Social change is what James Ramsey hopes to achieve in New York City. “The public good stuff often gets left by the wayside,” he says, and he thinks architecture can be a vibrant force in knitting together communities. Ramsey is one of the hottest architects in New York, principal and founder of raad studio, which is best known for its Lowline project, a proposal for the world’s first underground park, in the Lower East Side of Manhattan, adjacent to the Essex Street station. The area, with ceilings 20 feet high, extends three city blocks and was used until 1948 as a station and loop for streetcars crossing the Williamsburg Bridge to and from Brooklyn. He and his partner, Dan Barasch, have proposed that natural light would be directed belowground with solar optics—to provide an area in which trees and grass could grow beneath the city streets.

Ramsey is fortunate enough that comparables to the Lowline exist. His Lowline project has neared its necessary funding levels because of innovations in reuse like the High Line in the Chelsea section of Manhattan, which transformed abandoned elevated rail lines into a public promenade of native plants and unusual views of the city from three floors above. But the High Line has been criticized for running up rents, running out residents, and attracting more tourists than it can handle. But it is also frequently credited with breathing new life into its surrounding neighborhoods and giving hope to other neighborhoods in need of a boost, like the Lower East Side.

Being the first is difficult, Ramsey says, but as a beneficiary of the precedent the High Line created for his Lowline project, Ramsey is cheering on folks like Folan and Picker, who are forging the way so that similar initiatives can follow nationwide.

“People thought cities were a lost cause back in the ’70s and ’80s, an unsolvable problem,” he says. “They’re turning back to them now, but that means we face challenges that come with mass urbanization, with mega-cities.” The Lowline’s Lower East Side is a multi-ethnic neighborhood with a deep history.
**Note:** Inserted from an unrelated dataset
PR #12992, opened 2025-04-20
Add `pylock.toml` to `uv pip install` and `uv pip sync`

charliermarsh:
## Summary

We accept `pylock.toml` as a requirements file (e.g., `uv sync pylock.toml` or `uv pip install -r pylock.toml`). When you provide a `pylock.toml` file, we don't allow you to provide other requirements, or constraints, etc. And you can only provide one `pylock.toml` file, not multiple.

Every factor—power, transportation, housing density, access to water and food, access to nature and public spaces—must be taken into account as the area is transformed, and the richness of the existing culture must also be preserved.

Ramsey says he’s excited to come to Pittsburgh and check out ways that the city innovates as it gentrifies. He’s only visited once before and found the town’s signature sandwich-topped-with-french-fries to be a pretty innovative maneuver. He has many New York stories to share with the Quad attendees, but he also expects to take back some ideas about renewal, technology, sustainability, and the future of cities.

It’s Showtime

In the meantime, Rosen and her team are putting the finishing touches on their program for the Quad, and she’s gotten a true taste of how far beyond the sketchbook architectural work extends. Tours and talks fill the program, from tiny houses, to the world’s greenest buildings, to collaborative reuse, to social change, to community diversity. They’ll look at the greenest buildings in the world at the Phipps Conservatory and the Tower at PNC Plaza. They’ll tour the established: Heinz Field; Frank Lloyd Wright’s most iconic house, Fallingwater; some of downtown’s most architecturally interesting buildings; and the Carnegie Museums of Art and Natural History. And they’ll learn about the new: a whiskey distillery that’s renewing the craft-spirits industry in Pittsburgh, the TechShop that has sprung up alongside Google Pittsburgh, and a movie production studio in the Strip District that is a reuse story in its own right.

“I love the way Pittsburgh’s defunct libraries are now cafés, steel-mill sites become retail districts, old warehouses become artist lofts,” says Rosen. She thinks her contemporaries will see it as she does. It may not be as pretty as a pristine beach, but in many ways it’s a lot more interesting.